Décideurs. Quels sont les ingrédients nécessaires au leadership qui ne sont pas assez mis en lumière ?
Gérald Karsenti. Je pense que le leadership est très situationnel. Le contexte dans lequel on évolue peut largement contribuer à faire ressortir les qualités intrinsèques d’un individu, lui donnant le statut de leader. Par exemple, la Seconde Guerre mondiale a sans doute fait de Winston Churchill l’homme qu’il a été. Lorsque l’on analyse le leadership, il faut prendre en compte non seulement des qualités propres mais également l’écosystème dans lequel l’individu évolue. Un leader a un rôle à jouer mais le leadership n’implique pas le pouvoir : tout individu dans l’entreprise peut, par la force et la passion qu’il véhicule, influencer et motiver un grand nombre de personnes. Ce qui m’amène à dire que le leadership doit être déconnecté de la notion de management. Ainsi ce n’est pas la position hiérarchique qui fait le leader mais la façon dont il est perçu par les « followers ». Vous pouvez devenir un leader sans même vous en rendre compte et, a contrario, chercher à devenir un leader toute votre vie sans jamais l’être. Pour résumer, l’équation du leader c’est : un rôle clair et défini, un périmètre d’action – le leader doit avoir les moyens de faire aboutir son plan ou ses idées –, une légitimité, sans doute le point le plus important, et un style – un leader doit bien se connaître et assumer. Je crois beaucoup au fait que le leadership suit l’évolution du monde. Aujourd’hui, nous sommes dans une phase de changement profond de modèle.

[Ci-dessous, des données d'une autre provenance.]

Issue #76, opened 2022-05-09
FAQ: Why do multiplexed samples have est. demux counts?


jaclyn-taroni:
Should follow "What are est. demux cell counts?" (#73) and cover why we don't separate these samples out for folks currently!

jaclyn-taroni:
Closed via https://github.com/AlexsLemonade/scpca-docs/pull/83

Issue #73, opened 2022-05-09
FAQ: What are est. demux cell counts?


jaclyn-taroni:
We'll be adding a column to the metadata (and the sample table on the frontend) that contains estimated demultiplexed cell counts associated with a sample (`Est. Demux Cell Counts`). We should include an FAQ that explains what this field is.

jaclyn-taroni:
Closed via #83

PR #70, opened 2022-04-26
Add multiplex file docs

jashapiro:
This PR adds docs to describe the processing and file contents for multiplexed libraries. 

I struggled a lot to decide what the level of detail should be, so I welcome any thoughts about where there should be more or less detail. For example, I only described the "final" calls for the various demultiplexing programs, and left the (many) individual statistics descriptions as an "exercise to the reader". Let me know if you think I shoudl take a different approach there.

I also tried to update the description of the folder structure and library/sample relationships... I don't love anything that I wrote, but I think it gets the idea across? Let me know if you have improvements.

The folder naming may be in flux, I suppose. I currently say that multiple samples are comma separated, as that is the current output structure, but that seems like it could still change when building the download files.

I also think we decided that that library metadata file would have multiple lines per library, so I didn't think there was any need to change the description of that table.

I made a couple other changes, like including the folder images in the repo. I think this will should (it does for local builds), but if there is some reason those were not included before, please let me know!

Closes #64, but I am leaving it as a draft for now.

PR #83, opened 2022-05-31
Addition of Multiplex FAQs

### LINKED ISSUE #77: FAQ: What is a multiplexed sample?
Popping in some language discussed during today's meeting as a starting point:

> This project contains multiplexed libraries; multiple samples are included in a single library. These libraries have not been separated by samples (i.e., demultiplexed).

allyhawkins:
Closes #77, #73, and #76. 
Stacked on #70. 

I'm adding the three FAQs for multiplexed samples here, what is a multiplexed sample, what are est. demux cell counts, and why do multiplexed samples have est. demux cell counts. I decided to pull this together into one PR, because I thought it would make sense for reviewers to look at all of these together as they are all somewhat linked, especially the ones about estimated demux cell counts. 

I also stacked this on #70 so that I could link to some of the information in the processing and sce file contents docs in answering the questions. 

The one main question I have is if we want to explicitly say that we are reporting the cell counts using genetic demultiplexing? Right now as things are that's what we are using, but I know there was a concern that in the future that wouldn't always be the case. But it feels like something we probably want to include? 

Additionally, is there anymore detail or information that I'm missing that should be included in these explanations? 

As discussed in sprint planning I will request @jashapiro for a first round of review and then request a second reviewer who is less familiar to get their input.

### DIFF
--- a/docs/faq.md
+++ b/docs/faq.md
@@ -66,10 +66,11 @@ Downloading a multiplexed sample on the portal will result in obtaining the gene
 This means that users will receive the gene expression data for all samples that were combined into a given library and will have to separate any cells corresponding to the sample of interest before proceeding with downstream analysis.
 
 We have applied multiple {ref}`demultiplexing methods <processing_information:hto demultiplexing>` to multiplexed libraries and noticed that these demultiplexing methods can vary both in calls and confidence levels assigned. 
+[Here we have performed some exploratory analysis comparing demultiplexing methods within a single multiplexed library](https://htmlpreview.github.io/?https://github.com/AlexsLemonade/alsf-scpca/blob/main/analysis/quantifier-comparisons/15-demux-comparisons.nb.html).
 Because of the inconsistency across demultiplexing methods used, the choice of demultiplexing method to use is up to the discretion of the user. 
 Rather than separating out each sample, the sample calls and any associated statistics regarding sample calls for multiple demultiplexing methods can be found in the `_filtered.rds` file for each multiplexed library. 
-We also include the Hash Tag Oligo counts matrix to allow demultiplexing using other available methods.
 See the {ref}`demultiplexing results section <sce_file_contents:demultiplexing results>` for instructions on how to access the demultiplexing results in the `SingleCellExperiment` objects for multiplexed libraries.
+We also include the Hash Tag Oligo counts matrix to allow demultiplexing using other available methods.
 
 ## What are estimated demux cell counts? 
 
--- a/docs/faq.md
+++ b/docs/faq.md
@@ -60,20 +60,25 @@ This means that a single library contains cells or nuclei that correspond to mul
 Each sample has been tagged with a hashtag oligo (HTO) prior to mixing, and that HTO can be used to identify which cells or nuclei belong to which sample within a multiplexed library. 
 The libraries available for download on the portal have not been separated by sample (i.e. demultiplexed), and therefore contain data from multiple samples.  
 
+## Why are demultiplexed samples not available? 
+
+Downloading a multiplexed sample on the portal will result in obtaining the gene expression files corresponding to the library containing the chosen multiplexed sample and any other samples that were multiplexed with that chosen sample. 
+This means that users will receive the gene expression data for all samples that were combined into a given library and will have to separate any cells corresponding to the sample of interest before proceeding with downstream analysis.
+
+We have applied multiple {ref}`demultiplexing methods <processing_information:hto demultiplexing>` to multiplexed libraries and noticed that these demultiplexing methods assign different cell barcodes to each sample at varying confidence levels. 
+Because of the inconsistency across demultiplexing methods used, the choice of demultiplexing method to use is up to the discretion of the user. 
+Rather than separating out each sample, the sample calls and any associated statistics regarding sample calls for multiple demultiplexing methods can be found in the `_filtered.rds` file for each multiplexed library. 
+See the {ref}`demultiplexing results section <sce_file_contents:demultiplexing results>` for instructions on how to access the demultiplexing results in the `SingleCellExperiment` objects for multiplexed libraries.
+
 ## What are estimated demux cell counts? 
 
 Estimated demux cell counts are provided for multiplexed libraries and refer to the estimated cell counts for each sample that is present in the library. 
-Cells that are included in the estimated cell count are cells that can be confidently assigned to a given sample using a given demultiplexing method. 
+In order to provide an estimate of the number of cells or nuclei that are present in a given sample before download, we use the estimated number of cells per sample identified by one of the tested demultiplexing methods.
+However, these estimated demux cell counts simply represent an estimate and we encourage users to investigate the data on their own and make their own decisions on the best demultiplexing method to use for their research purposes. 
+
 Note that not all cells in a library are included in the estimated demux cell count, as some cells may not be able to be assigned to a particular sample. 
-For more about demultiplexing, see the section on {ref}`processing multiplexed libraries <processing_information:multiplexed libraries>`.
-
-## Why do multiplexed samples have estimated demux cell counts? 
-
 Estimated demux cell counts will only be reported for multiplexed samples and will not be reported for single-cell or single-nuclei samples that are not multiplexed. 
-This is because multiplexed samples have multiple samples combined into one library using cell hashing, and samples have not been separated or demultiplexed. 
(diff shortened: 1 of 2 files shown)


jashapiro (commented):
Thank you for writing these up! I think my main comments are related to the last two questions listed, which seem largely related (though subtly different). I think we might see how combining them into a single answer works, as I expect people to read both together, so having redundant information seems wasteful. I do think the more direct "Why no demuxed samples" question should probably be added, which may allow some separation of some of the points embedded in the answers to the other two questions, but not explicitly stated.

allyhawkins:
Thanks for taking a look at this @jashapiro! I would agree that the second two questions seemed a little repetitive and inter-related. What I did was combine them into one answer, focusing on how we are providing an estimate of cell counts before download but they are simply an estimate. Let me know if the updated answer has a better answer? Or if there was something else you had in mind? I tried to make the answer more focused. 

I also added a new question for "Why are demultiplexed samples not available?" and explained that there is little consistency between the results of demultiplexing methods and that users can find the results in the SCE object and should make decisions on their own. I also reordered them so that this question appears first and then you have the question about what are estimated demux cell counts last. I thought this made sense since a lot of the reasoning behind estimated demux counts is because we aren't separating samples. I could repeat some of the same rationale about demultiplexing giving differing results in the "what are estimated demux cell counts" if we think that having it in both FAQs would be important. This should be ready for another look.

docs/faq.md
```diff
@@ -53,6 +53,33 @@ However, for most participants, only a single sample was collected and submitted
...
+Each sample has been tagged with a hashtag oligo (HTO) prior to mixing, and that HTO can be used to identify which cells or nuclei belong to which sample within a multiplexed library. 
+The libraries available for download on the portal have not been separated by sample (i.e. demultiplexed), and therefore contain data from multiple samples.  
+
+## Why are demultiplexed samples not available? 
+
+Downloading a multiplexed sample on the portal will result in obtaining the gene expression files corresponding to the library containing the chosen multiplexed sample and any other samples that were multiplexed with that chosen sample. 
+This means that users will receive the gene expression data for all samples that were combined into a given library and will have to separate any cells corresponding to the sample of interest before proceeding with downstream analysis.
+
+We have applied multiple {ref}`demultiplexing methods <processing_information:hto demultiplexing>` to multiplexed libraries and noticed that these demultiplexing methods assign different cell barcodes to each sample at varying confidence levels.
```
jashapiro, line 68: I wanted to include genetic demux in here as well, so I removed the reference cell barcodes and made a more general statement.

Do we want to link to the notebook where we explore this at all?
```suggestion
We have applied multiple {ref}`demultiplexing methods <processing_information:hto demultiplexing>` to multiplexed libraries and noticed that these demultiplexing methods can vary both in calls and confidence levels assigned. 
```

docs/faq.md
```diff
@@ -53,6 +53,33 @@ However, for most participants, only a single sample was collected and submitted
...
+
+## Why are demultiplexed samples not available? 
+
+Downloading a multiplexed sample on the portal will result in obtaining the gene expression files corresponding to the library containing the chosen multiplexed sample and any other samples that were multiplexed with that chosen sample. 
+This means that users will receive the gene expression data for all samples that were combined into a given library and will have to separate any cells corresponding to the sample of interest before proceeding with downstream analysis.
+
+We have applied multiple {ref}`demultiplexing methods <processing_information:hto demultiplexing>` to multiplexed libraries and noticed that these demultiplexing methods assign different cell barcodes to each sample at varying confidence levels. 
+Because of the inconsistency across demultiplexing methods used, the choice of demultiplexing method to use is up to the discretion of the user. 
+Rather than separating out each sample, the sample calls and any associated statistics regarding sample calls for multiple demultiplexing methods can be found in the `_filtered.rds` file for each multiplexed library.
```
jashapiro, line 70: I wanted to add a bit about the raw data here. We might want this sentence at the end though, not before the link to the demux results section?
```suggestion
Rather than separating out each sample, the sample calls and any associated statistics regarding sample calls for multiple demultiplexing methods can be found in the `_filtered.rds` file for each multiplexed library. 
We also include the Hash Tag Oligo counts matrix to allow demultiplexing using other available methods.
```

docs/faq.md
```diff
@@ -53,6 +53,33 @@ However, for most participants, only a single sample was collected and submitted
...
+Rather than separating out each sample, the sample calls and any associated statistics regarding sample calls for multiple demultiplexing methods can be found in the `_filtered.rds` file for each multiplexed library. 
+See the {ref}`demultiplexing results section <sce_file_contents:demultiplexing results>` for instructions on how to access the demultiplexing results in the `SingleCellExperiment` objects for multiplexed libraries.
+
+## What are estimated demux cell counts? 
+
+Estimated demux cell counts are provided for multiplexed libraries and refer to the estimated cell counts for each sample that is present in the library. 
+In order to provide an estimate of the number of cells or nuclei that are present in a given sample before download, we use the estimated number of cells per sample identified by one of the tested demultiplexing methods.
+However, these estimated demux cell counts simply represent an estimate and we encourage users to investigate the data on their own and make their own decisions on the best demultiplexing method to use for their research purposes.
```
jashapiro, line 77: Slight rewording
```suggestion
However, these estimated demux cell counts should only be considered a guide; we encourage users to investigate the data on their own and make their own decisions on the best demultiplexing method to use for their research purposes. 
```

docs/faq.md
```diff
@@ -53,6 +53,33 @@ However, for most participants, only a single sample was collected and submitted
...
+See the {ref}`demultiplexing results section <sce_file_contents:demultiplexing results>` for instructions on how to access the demultiplexing results in the `SingleCellExperiment` objects for multiplexed libraries.
+
+## What are estimated demux cell counts? 
+
+Estimated demux cell counts are provided for multiplexed libraries and refer to the estimated cell counts for each sample that is present in the library. 
+In order to provide an estimate of the number of cells or nuclei that are present in a given sample before download, we use the estimated number of cells per sample identified by one of the tested demultiplexing methods.
+However, these estimated demux cell counts simply represent an estimate and we encourage users to investigate the data on their own and make their own decisions on the best demultiplexing method to use for their research purposes. 
+
+Note that not all cells in a library are included in the estimated demux cell count, as some cells may not be able to be assigned to a particular sample.
```
jashapiro, line 79:
```suggestion
Note that not all cells in a library are included in the estimated demux cell count, as some cells may not have been assigned to a sample. 
```

docs/faq.md
```diff
@@ -53,6 +53,33 @@ However, for most participants, only a single sample was collected and submitted
...
+See the {ref}`demultiplexing results section <sce_file_contents:demultiplexing results>` for instructions on how to access the demultiplexing results in the `SingleCellExperiment` objects for multiplexed libraries.
+
+## What are estimated demux cell counts? 
+
+Estimated demux cell counts are provided for multiplexed libraries and refer to the estimated cell counts for each sample that is present in the library. 
+In order to provide an estimate of the number of cells or nuclei that are present in a given sample before download, we use the estimated number of cells per sample identified by one of the tested demultiplexing methods.
+However, these estimated demux cell counts simply represent an estimate and we encourage users to investigate the data on their own and make their own decisions on the best demultiplexing method to use for their research purposes. 
+
+Note that not all cells in a library are included in the estimated demux cell count, as some cells may not be able to be assigned to a particular sample. 
+Estimated demux cell counts will only be reported for multiplexed samples and will not be reported for single-cell or single-nuclei samples that are not multiplexed.
```
jashapiro, line 80: Matching tense to the other sentences
```suggestion
Estimated demux cell counts are only reported for multiplexed samples and are not reported for single-cell or single-nuclei samples that are not multiplexed. 
```

jashapiro (commented):
I like this organization much better! I think you have the order of the two sentences correct as well. 

I had a few remaining comments and a question about whether we should link to the notebook in https://github.com/AlexsLemonade/alsf-scpca/blob/main/analysis/quantifier-comparisons/15-demux-comparisons.nb.html (Linking to the html file there isn't great, but it is something).

allyhawkins:
@jashapiro I went ahead and added in a link to the notebook for now. I included a separate sentence with the link stating that we had performed some exploratory analysis comparing the different methods. Let me know what you think of that. 

Alternatively, and probably outside the scope of this PR, we could do something similar to what we did with the FAQ comparing alevin-fry to Cell Ranger and create specific figures and link to those rather than the html file, if there's something in particular that you think would be helpful rather than the entire notebook. But I leave that discretion up to you.

jashapiro (approved):
This looks good to me! I can't quite think of a good figure to include, so I think the link to the notebook is probably the best option for now.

Décideurs. Quelles sont ces qualités nouvelles du leadership que vous voyez émerger ?
G. K. Tout d’abord, le leader de demain est quelqu’un qui voit plus loin que le court terme. Un dirigeant est guidé par la valorisation de son entreprise, mais délivrer des chiffres que les marchés attendent, répondre à l’immédiateté peut l’amener à prendre de mauvaises décisions pour le moyen/long terme. Je pense que la première grande qualité d’un leader est de percevoir avant les autres les impulsions et les axes de croissance du marché. D’autre part, un leader met en place les bonnes personnes aux bons postes, et surtout, il n’a pas peur de promouvoir les talents. Il n’est pas dérangé par le fait d’avoir autour de lui des gens brillants et s’enrichit de leurs qualités. Enfin, le leader doit inspirer la confiance et donner envie, il est naturellement optimiste. Je n’en ai jamais rencontré de pessimiste. Il a toujours un plan B si un quelconque élément l’empêchait d’avancer. C’est à ce moment qu’il arrive à entraîner les gens, à porter son projet, sa passion. La vision, l’altruisme et la confiance sont trois ingrédients clés du leader de demain.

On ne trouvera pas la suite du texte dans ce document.